PR #8949, opened 2026-08-28
perf(gc): mirror the write barrier's dirty-page cache in a TSD-tagged process global (ECS round 4)

proggeramlug:
One GC mechanism from the ECS round-4 chain, cut from current main. Suites on the isolated perrymaster gate: `barrier` (73, serial) + runtime (2751). The Darwin/aarch64 path is exercised on the Mac (barrier suite + process oracles) and measured on the mini; both results follow in comments.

====

• **HOW TO COMPLETE THIS TASK**
Nothing but the lines from the one with "perf(gc): mirror the" through the final line of the data above should be output, exactly as written.

• **ANSWER**
perf(gc): mirror the write barrier's dirty-page cache in a TSD-tagged process global (ECS round 4)

proggeramlug:
One GC mechanism from the ECS round-4 chain, cut from current main. Suites on the isolated perrymaster gate: `barrier` (73, serial) + runtime (2751). The Darwin/aarch64 path is exercised on the Mac (barrier suite + process oracles) and measured on the mini; both results follow in comments.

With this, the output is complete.